Employee’s motivation

Introduction

Employee motivation is the level of commitment, energy, and cr that the employees of an organization bring to the workplace. Management is tasked with ensuring that the working conditions are favorable to ensure that the workers provide their best. Factors such as better pay, bonuses, opportunities for career development, offering support and delegation of duties motivate workers. Furthermore, the policies or practices of a given business can lead to the motivation of the employees.  The paper looks at Boston Ducks Tour Company and the practices and policies that motivate its workers to be committed and productive employees.

 

Maslow’s Hierarchy of Needs theory is identified as one of the critical motivation theories for the employees in an organization. The hierarchy consists of five levels namely physiological, safety, love and belongingness, esteem and self-actualization. The need to fulfill the five stages of the theory is what encourages workers to provide their best services.  Employees in the Boston Ducks Tour Company have various needs as identified from the five stages hence the need to fulfill them. For instance, the need to satisfy their physiological requirements such as food and water will inspire them to provide quality services to avoid being fired. Money is a significant player in all the motivating factors. Sharing the profits of the company gives a reason for the employees to increase their productivity and their quality of services. The monetary incentives make the employees provide better services because, in the end, they know that they will receive better pay and other bonuses such as insurance covers. Creativity and innovation is another factor that has motivated the employees at Boston Dock Tour Company. The need to self-actualize is what makes the employees come up with different ways to provide their services as in the case of Brad Rigby who dresses as an England Patriots football player.

Empowerment also motivates the employees.

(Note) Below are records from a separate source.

PR #507, opened 2026-09-14
feat(cli)!: product command families for the pinvou cli

asto18089:
## Summary

Top layer of the #478 split — the CLI parity mainline itself. The engine-semantics, eval-policy, and GUI-behavior layers ride as stacked ancestors in #504/#505/#506 (patch-identical; SHA-identical until a layer rebase) and drop out of this diff as the stack merges in order; this PR additionally carries one disclosed engine fix-on-top (`72986d8c0`, failed-fresh-session cleanup plus the pre-run eviction warning) and its own CI leg (`23490f66c`), which exist solely because this layer adds the code they protect. Brings the `pinvou` CLI to functional parity with the desktop GUI for every capability that is meaningful without a visual UI: 16 product command families (`sessions`, `models` + `settings`, `memory`, `knowledge`, `scheduled`, `plugins`, `connectors`, `personas`, `projects`, `code` (ACP), `files`, `voice`, `deps`, `feedback`, `monitor`, `artifacts`) backed by the same feature layer (`pinvoy3_lib`), the same `~/.pinvou3/` data, and the same windowless product host the benchmark family already uses.

- Every family: `--output human|json`, an exit-code contract (0/1/2), per-family contract tests, snake_case error-code message prefixes on many failures (a message convention, not a structurally enforced contract — scripts should branch on exit codes).
- `agent run` gains optional `--session/--mode/--model/--attach` flags without changing its defaults or exit contract (the session-persistence default it exposes is the engine layer's change, migrated in its PR).
- Conventions: secrets only via `--api-key-env`/`--api-key-stdin` (documented exceptions: `models show --reveal-key`, mirroring the GUI reveal action; `code providers export`; `code login --code <C>`); destructive actions (`connectors logout`, `code logout`, `code checkpoints undo`, …) require `--yes`; developer-tool copy is English.
- Every `--*-file` read and every external drain is bounded (`read_text_file_capped`, per-file + cumulative caps referencing the app-side constants); plugin import pre-flights regular-file + size checks (FIFO-shaped inputs fail fast, no blocking `open`); the root `SKILL.md` is charged exactly once; vendor-CLI children are process-group leaders with bounded, force-closed drains.
[...]

PR #506, opened 2026-09-14
feat(eval)!: drop the per-task gaia harness deadline

asto18089:
Fourth layer of the #478 split (reviewed record on #478). The eval-harness behavior change, kept out of both the engine layer and the CLI parity mainline so score-comparability semantics are decided and revertable on their own.

**Breaking:** `benchmark run gaia` no longer applies a 600 s per-task harness deadline. The official GAIA evaluation is not known to define a runtime limit, so reintroducing a harness-side deadline is an explicit adapter-level decision rather than a silent default (no operator knob exists today). `ExecutionRequest::NativeTurn.timeout` became `Option<Duration>`; the GAIA adapter passes `None` and the engine's own bounds apply (max steps per turn, per-turn wall clock, bounded retries, cancel boundary — the wall clock has no configuration entry on the benchmark path, only `advanced.max_steps` is adjustable). The internal smoke suite keeps its own per-case deadlines; `agent run --timeout-secs` is untouched (caller-supplied).

**Machine-distinguishable runs, incompatible resume rejected:** `RunManifest` records `harness_deadline_secs` (GAIA: explicit `null` = unbounded; smoke: the 60 s upper bound), and the manifest `schema_version` is bumped to 2 as the era discriminator: a pre-change manifest (schema 1, key absent, real mode unrecoverable) is machine-distinguishable from any manifest this version writes. Old-run scores remain readable and scoreable (`benchmark score`/`report`), but resuming a legacy run is rejected with the existing `resume_manifest_mismatch` error — remaining tasks can no longer execute under the other mode's semantics and mix scores into one run directory. Within the current format the recorded mode also joins the resume identity (`matches_expected`/`matches_resume`), so a mode change can never silently straddle a resume. Migration is to re-run benchmarks on one side of the change (`docs/gaia-benchmark.md`).

## Testing

- `cargo test --manifest-path pinvou-cli/Cargo.toml --locked --no-fail-fast` — whole workspace green on this tree, plus `-p adapter-gaia --features test-support` for the `dataset_contract` timeout pins. Note: no current CI leg executes pinvou-cli tests. They run in CI via the `cli-test` leg added by #503 once that lands (that leg also runs the feature-gated `dataset_contract` explicitly, which a bare workspace run silently skips).
- `cargo fmt --check` — green; `python3 scripts/validate-commit-msg.py` — green; DCO signed.
[...]

PR #527, opened 2026-09-17
fix(app): harden knowledge and marketplace stores

asto18089:
## Summary

The knowledge and marketplace hardening split out of #504 (review request: keep the engine-session layer focused; these are independently testable and revertable reasons to change). Layer 2.5 of the #503 → #504 → **this PR** → #505 → #506 → #507 stack; GitHub base `feat/engine-semantics` so the queue lands it right after #504 and #505–#507 keep their patch-identical ancestors.

Carried over verbatim from #504 (same commits, rebased):

- `fix(knowledge): fail loud on probe, skip DDL when current` — a failed `user_version` probe propagates instead of folding to v0 (the stale-rebuild path deletes the store), the steady-state open skips the DDL batch and the `user_version` write so a two-process open takes no schema write lock, and the DDL batch's `synchronous=NORMAL` is re-applied on the steady-state path (connection-level PRAGMAs do not persist).
- `fix(knowledge): steady-state synchronous pragma` — test-pins the pragma re-application above.
- `fix(knowledge): stop doc-linking model_dir` — rustdoc link fix.
- `fix(marketplace): lock bundle writes across processes` — the cross-process `disabled_bundles.lock` flock serializing the desktop app and the headless CLI (the same primitive remote_control's process lock uses).
- `fix(marketplace): pin the bundle lock semantics` — the degraded read path and the single-critical-section RMW, pinned by tests.
- `fix(marketplace): fail closed when the bundle lock is unavailable` — writers refuse instead of running unserialized; the mechanical caller updates across 15 files.

New in this PR (review findings on the current head, fixed on top of the moved commits):

- **The degraded read path is now genuinely persistence-free** (`fix(marketplace): make the degraded read persistence-free`). Previously the read fallback ran the same read-and-heal closure writers use, and that closure persists the legacy migration and skill-prefix normalization — saves that, on the degraded path, run without the flock and can clobber a concurrent lock-holding writer's consent state. The read entry point now pairs with a memory-only loader; writers keep the read-and-heal loader under the write lock. Regression tests pin the persistence-free degraded read and the serialized read path.
- **Cross-process bundle-lock calls stay off async workers** (`fix(app): spawn_blocking for bundle-lock calls`). Every GUI command that reaches the new flock could block a tokio worker indefinitely while the other process holds the lock: the project-skills toggle, the uninstall and three import entry points' DenyAll sync, the four connector apply-skills gates, and the four read commands now run their lock-taking section on `spawn_blocking` like the neighboring visibility and skill writes already do.
- **The removed `PINVOU3_MAX_TOOL_CALLS` override warns when still exported**, and the boot residue cleanup treats a refused disabled-scope write as log-and-continue like the sibling scope-cleanup sites (`fix(engine): dead override warning, soft cleanup`).
- **Staged attachment copies are bounded on the copy path** (`fix(attachments): bound staged attachment copies`) — the `metadata.len()` check was TOCTOU-bypassable; the cap is enforced by `Read::take` during the copy with the half-written target removed on failure. (Carried from the CLI stack's engine fix-on-top; moved here where the shared staging code lives.)
- **A newer-version knowledge store is refused instead of deleted** (`fix(knowledge): refuse newer-version stores instead of deleting`) — `Store::open` rejects a database whose `user_version` is ahead of the app's with a specific error, before any deletion branch. The CLI-layer half of the original commit (the CLI-side validations) stays in #507.
- English translations for every comment this layer adds or touches (`style:` commits), including the two sites the previous review flagged in `scope.rs`.

## Verification

- `cargo check --lib` and the `marketplace::scope` test module green locally (Windows, incl. the new `degraded_read_never_persists_the_migration` regression and the rewritten `read_path_stays_persistence_free_and_serialized`).
- Full gates run in CI per the stack convention; `#507`'s branch carries the re-based tree of this layer below it, so its green run also exercised this content.

## Disclosed, not fixed here

- Session stores still have no cross-process lock (GUI × headless `agent run` interleaved writes are last-writer-wins per file); applying the flock pattern to the sessions root is a follow-up product decision, disclosed in `docs/agent-task-cli.md`.
- The knowledge store's stale-rebuild path still leaves `index.db-wal`/`-shm` residue for SQLite to recover into the recreated file (pre-existing; the new probe fix makes the branch fire far less often).


JensenChen28 (commented):
复核当前目标分支差异：附件复制现在通过 `Read::take(MAX_FILE_BYTES + 1)` 在实际复制路径执行 20 MiB 上限，超限时既返回错误又由 staging wrapper 删除半成品；精确上限、TOCTOU 换大文件和清理行为均有回归。未发现代码层阻塞，`git diff --check` 通过，Linux Rust、lint、CLI 已通过；`windows-rust-test` 仍在运行，待其与 required gate 通过后可批准。

JensenChen28 (approved):
复核结论：附件 staging 在实际复制路径通过 `Read::take(MAX_FILE_BYTES + 1)` 执行 20 MiB 上限，避免 metadata 校验后的 TOCTOU 换大文件；超限返回错误并删除半成品，精确上限与清理路径均有回归。`git diff --check` 通过；Linux/Windows Rust、lint、CLI 及 required gate 均已通过。未发现剩余阻塞问题。

asto18089 (commented):
## Fresh full re-review (round 2, 2026-09-23)

Re-reviewed from scratch with 5 independent deep-audit passes (attachment staging, retention buffering, doc/error-handling truth, absorption audit, full local verification), then rebased onto #504's tip `5e195765f`. The old `engine_pool.rs` hunk was dropped in the rebase: `resolve_eval_model_selection_from`'s `cfg(any(feature = "benchmark-hooks", test))` fix landed in #504 independently (`0a66a6b86`), with an equivalent comment. Every other hunk survived the rebase byte-for-byte (per-file numstat unchanged). New head: `7cbebbc22`.

**Bottom line: the two surviving substantive fixes (attachment staging cap, boot-eviction buffering) are real, correct, and verified; the absorption claim is TRUE with no silent loss. But the delta introduces three false statements in docs/comments — in a PR whose headline is "doc truth" — one of which also breaks `rust-lint` in CI, and its headline new behavior (flush-on-arm) ships with zero direct test coverage. CHANGES needed on the items below before merge.**

### Verified sound (adversarially, not taken from the body)

- **Absorption audit**: old head `e8d36bdcc` (46 commits over base `04321963bb`) classified against the new stack by `git patch-id --stable` matching (39 exact) plus identifier greps (`with_disabled_bundles_writer`, `entry_is_fresh`, `user_version` probe/refuse-newer, persistence-free read) — every old change is in #504 (byte-identical or visibly superseded, e.g. the Windows-no-Python skip replaced by `fail_next_installed_write_for_test` auto-disarm + `test_python()` prober) or re-applied by this delta. No silent loss. The delta does not duplicate anything #504 had at its review base.
- **Attachment staging cap** (`attachments.rs`): the TOCTOU window is real (all pre-checks are `metadata.len()`-based and temporally separated: `ingest_checked`, `validate_attachments`, headless `stage_attachments` — which stages *before* its ingest check, so pre-PR a swapped oversized file was fully copied before rejection). `take(limit + 1)` boundary is exact; `MAX_FILE_BYTES` is exactly `20 * 1024 * 1024` so the const tie is behavior-preserving; cleanup on copier error is airtight (every `Err` inside `io::copy` propagates through the closure, so no partial-copy-plus-non-copier-error path exists); all five staging lanes are now capped (GUI chat, native image input, remote control, headless re-staging, agentic). The three tests genuinely exercise the copier (`stage_file_in_workspace` has no metadata pre-check that could mask a revert) and the at-limit test catches a `take(limit)` + `>=` off-by-one.
- **Retention buffering** (`sessions/retention.rs`): boot-sweep-before-arm ordering claim is true (`SessionStore::boot()` → `enforce_session_retention_locked()` inside the Tauri setup hook at `headless_bridge.rs:1348`, arming happens later in `run_agentic_task`); locking order is consistently observer-slot → vec/pending with the slot guard held across the flush (exactly-once on the real path); the cap keeps the newest; disarm keeps the buffer; end-of-run warning covers boot+run evictions together. Not dead code: the shipped `pinvou` CLI pulls `benchmark-hooks` via `pinvou-product-backend` → `pinvou3-tauri features = ["benchmark-hooks", "local-embed"]`, and CI gates both compile configurations.
- **ima_logout reordering**: strictly better or equal in every error combination — the old code `?`-ed scope cleanup first, so a lock refusal masked credential errors; credential errors now win.
- **knowledge/store.rs doc**: TRUE — too-new stores are refused before the delete branch (`store.rs:278–291`), v3 migrates in place, the reachable delete set is exactly {0,1,2}; both behaviors pinned by tests.
- **New tests**: `writer_materializes_the_legacy_migration` pins both halves soundly; `load_index_tolerates_a_label_less_index` is a genuine pin (label has `#[serde(default)]`, quarantine path real, historical breakage real — see MINOR-6 on duplication).
- **Verification**: locally reproduced at `7cbebbc22` — fmt, `cargo check --all-targets`, `cargo check --lib --features benchmark-hooks` (± `--tests`), clippy `-D warnings`, full `cargo test --lib` 2622/0, full `--features benchmark-hooks` 2677/0, architecture-guard, fork-guard `--fast`: all green. (One nondeterministic flake observed once in `codex_acp … system_codex_below_min_version_is_rejected`, passed on rerun; the PR does not touch that file.)

### Must fix before merge

**M1 — false doc + the `rust-lint` CI red, same sentence** (`marketplace/scope.rs:762–763`): "A save failure is only logged, matching the janitorial concession documented on [`save_disabled_bundles_file`]" is doubly wrong. (a) The function *propagates* — `save_disabled_bundles_file(&file)?` at `scope.rs:784` — which is exactly why skill_gate/ima treat this as a fail-closed refusal; the sentence also replaces the parent's correct "Propagating matters here" wording. (b) The `[`save_disabled_bundles_file`]` intra-doc link targets a private item, so `cargo doc -D warnings` fails — this **is** the current `rust-lint` red on this PR (reproduced locally at the rebased head). Fix: restore propagation wording, drop the private link (e.g. "a save failure propagates — an `Ok` means the sync landed"). Note the concession list on `save_disabled_bundles_file` itself (`scope.rs:455–466` region) is stale on all three entries (read path is persistence-free now; uninstall cleanup and DenyAll sync both propagate) — touching that doc should not launder the stale list.

**M2 — `--workspace` doc rewrite inverts a true behavior claim into a false one** (`docs/agent-task-cli.md:19`): the new "the `ExecutionRootResolver` only applies to the session generated for this run … a caller-provided `session_id` keeps its own binding" contradicts the code: the resolver matches "this run's session id (**fresh or caller-provided**)" (`agentic_task.rs:291`), i.e. a caller-provided session *does* run in the given directory (run scope only, persisted binding untouched) — the old text was right. Restore it.

**M3 — "always cleans up its own session" is false** (`docs/agent-task-cli.md:22`): the rewrite dropped the unreadable-record exception, but the code is unchanged — `never_started_disposition` maps `Err(_) => KeepInspectable` (`agentic_task.rs:489`, pinned by `never_started_disposition_branch_order_is_pinned`), so an unloadable record is *kept* under the default. Restore the exception clause, and restore the dropped legacy-parse-flip disclosure (unrecognized `PINVOU3_AGENT_TASK_KEEP_SESSION` values now mean keep where legacy deleted — operators need that warning). PR body bullet "doc truth … match actual behavior" makes these three self-inflicted.

**M4 — the headline behavior has zero direct tests**: `pending_retention_evictions` appears only in declaration/init/logic; no test boots an over-cap store and asserts that arming flushes the buffered evictions (the existing `retention_sweep_records_real_evictions…` test boots an *empty* store, so the flush always drains nothing). Add one test pinning: over-cap boot → buffered → `set_retention_eviction_observer(Some(..))` flushes the ids into the observer; ideally also disarm-keeps-buffer and the 256 trim.

**M5 — merge-order hazard (operational, not code)**: the repo is squash-only with delete-branch-on-merge. When #504 squash-merges, `feat/engine-semantics` is deleted, #527 auto-retargets to `main`, and its diff re-includes #504's content — silently reverting #504's tail in the overlapping files. Merge #527 immediately after #504 lands (or re-rebase onto the squash commit). Separately: JensenChen28's APPROVED is pinned to `32a058e5d` (2026-09-18, an earlier branch incarnation) and only blesses the attachment fix — none of the rewritten delta (retention buffering, ima ordering, all doc changes) has been reviewed by them; the approval is void for the current content.

### Minors (fix or disclose)

1. The 256-entry pending cap trims *ids* but the warning reports `evicted.len()` (`agentic_task.rs:504` area) — a boot sweep deleting e.g. 950 sessions warns "evicted 256 non-pinned session(s)". Keep a separate count (or count before trim).
2. Warning copy "this run's session store sweep evicted…" misattributes boot-sweep deletions to the run (they happened in the setup hook before the run existed). Suggest "the session store for this run (including its boot-time sweep) evicted …".
3. `docs/agent-task-cli.md` retention bullet still says only "prepare-time save" triggers the warning — the PR's own headline adds the boot-sweep trigger; one clause fixes it.
4. `lib.rs:1167` stamps every knowledge-init failure (including transient lock/IO/corruption) as `knowledge_service:deferred`, but nothing ever retries — "unavailable until restart" would be truthful; the same branch is a catch-all, so "a deterministic state" in the new comment overclaims.
5. Two parallel bounded copiers now live in `attachments.rs`: `copy_file_with_limit` (InvalidData, fixed cap) vs `copy_bounded` (`Error::other`, parametrized) — same `take(max+1)` mechanism 30 lines apart. Unify (pass `|s, d| copy_bounded(s, d, file_ingest::MAX_FILE_BYTES)` would have sufficed) or at least cross-reference so they don't drift.
6. `load_index_tolerates_a_label_less_index` duplicates the parent's richer `main_era_index_without_label_key_still_loads` (`mod.rs:1405`), which #504 added while this delta was in flight. Drop one (keep the richer).
7. The swapped-source failure mode is invisible everywhere: `copy_file_in_workspace`'s `InvalidData` detail is discarded into `None`/generic Chinese errors and nothing is logged — a new adversarial-only failure indistinguishable from disk-full. A single `eprintln!` in the error arm preserves the `Option` contract.
8. `save_disabled_bundles` doc cites "the stacked CLI's legacy calls" as a caller class — zero references in `pinvou-cli` in this tree; drop or point at the stacked PR explicitly.
9. Title still says "harden knowledge and marketplace stores" — that described the old 46-commit PR; the delta is dominated by assistant/sessions/docs. Retitling to match the commit subject ("remaining hardening delta over #504") (done alongside this comment).

### CI at this push

- `rust-lint` red = M1's private intra-doc link (PR-level, reproduced locally).
- `fast-gate` red = repository-level: public `pinvou3-clean` head `61cb769b` moved past the gitlink `6f780290` that main pins identically; not this PR's regression, disclosed in the body.

asto18089:
## Fix round pushed (`a9f45333a`)

All six actionable findings from the round-2 review are fixed, in thematic commits on the rebased head (now over #504 `aea3d642d`, which moved twice during this round — the second move touched `code_checkpoints/mod.rs` and rebased cleanly):

| Finding | Fix |
|---|---|
| **M1** false "only logged" + private intra-doc link (`rust-lint` red) | `19e3b87f7` — the DenyAll-sync doc now states the propagation ("an `Ok` return means the sync landed in `disabled_bundles.json`"), no private link; the stale concession list on the private writer is rewritten to the real contract (command-level callers propagate; the loader's heal saves are the only silent writers) |
| **M2** `--workspace` doc inversion | `69454fe99` — restored the true resolver semantics (applies to this run's session whether fresh or caller-provided; persisted binding untouched) |
| **M3** "always cleans up" + dropped flip disclosure | `69454fe99` — restored the unreadable-record exception and the legacy-parse-flip operator warning; also names the boot-time sweep as a second warning trigger (**Minor-3**) |
| **M4** flush-on-arm untested | `1a594d792` — two direct tests: an over-cap home is seeded with the persist-only primitive (`create_new`/`create_empty_with_id` self-limit at the cap per save, so they cannot set up the scenario — the tests initially failed for exactly that reason before the right primitive), then flush-on-arm, buffer-survives-disarm, and totals-survive-the-id-window-trim are pinned |
| **Minor-1** 256-window shrank the reported count | `1a594d792` — the observer payload is now `RetentionEvictionRecord { ids (windowed to 256), total }`; totals add across merges, so the warning reports the true eviction count however large the boot sweep was |
| **Minor-2** "this run's" misattribution | `1a594d792` — the warning copy is neutral ("the shared session store evicted …"), since a boot-time eviction predates the run |
| **Minor-4** "deferred" mislabel | `8fe727e68` — the timeline stage is now `knowledge_service:unavailable` and the comment no longer claims determinism (the branch is a catch-all and nothing retries in-process) |
| **Minor-5** two parallel bounded copiers | `ccdec2f74` — `copy_file_with_limit` deleted; `stage_file_in_workspace` goes through `copy_bounded` with the `MAX_FILE_BYTES` tie. One mechanism, both lanes. The TOCTOU rationale moved onto the public entry point as plain text (an intra-doc link to the `pub(crate)` helper would re-break the doc gate) |
| **Minor-6** duplicate label-less test | `a9f45333a` — the delta's subset test dropped; #504's richer `main_era_index_without_label_key_still_loads` is the pin |
| **Minor-7** swap refusal invisible | `ccdec2f74` — the copier error arm logs the cause (`staging {basename} failed: {e}`) while keeping the `Option` contract |
| **Minor-8** phantom "stacked CLI's legacy calls" | `19e3b87f7` — dropped; test fixtures are the only callers |

One behavioral note beyond the review: while writing the M4 tests I verified that `save` → `persist_then_reconcile` sweeps on **every** save (not just at boot), so a store can never be observed over-cap through the create paths — the buffering path is only reachable for stores that arrive over-cap on disk (foreign writers, races, legacy homes). That is precisely the scenario the PR targets, but worth knowing when reasoning about reachability.

**Minor-5 note**: unifying on `copy_bounded` gives up the `ErrorKind::InvalidData` distinction (it returns `Error::other`); nothing downstream inspects the kind (the `Option` contract flattens it), so only the log line carries the detail now.

Verification on `a9f45333a`: fmt, clippy `-D warnings`, `cargo doc -D warnings` (0 errors — the `rust-lint` red cause is gone), `cargo check --all-targets`, feature-gated lib check ± `--tests`, full `cargo test --lib` 2621/0, full `--features benchmark-hooks` 2678/0 (green on repeat runs), architecture-guard, fork-guard `--fast`. Remaining known red: `fast-gate` is repository-level gitlink drift (`pinvou3-clean` `61cb769b` ahead of the `6f780290` that main pins identically).

Merge-order reminder stands: squash+delete-branch means this must merge immediately after #504 (or re-rebase onto its squash commit) — the base retarget to `main` would otherwise re-include #504's content. And the 09-18 approval is pinned to a pre-rewrite head, so a fresh maintainer review of the delta is still needed.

From the case study, management has given the employees more responsibility in decision making and control over their specified tasks.  Vroom’s Expectancy Theory identifies that individuals will be highly motivated if they believe that there is a relationship between their efforts in business, their performance, and the rewards they receive or outcome.  From the case study, the policy of equity payment motivates the employees. For example, the managers get a 1.5% to 3% equity after working in the company for five years. Furthermore, the employees are subject to seasonal employment benefits after working for three months such as a medical cover, dental care, life insurance, and the 401(k) plan.  The theory can be applied in Boston Ducks given that the employees know that they will receive better and higher incentives through bonuses or payment if they provide quality and specific services to the customers.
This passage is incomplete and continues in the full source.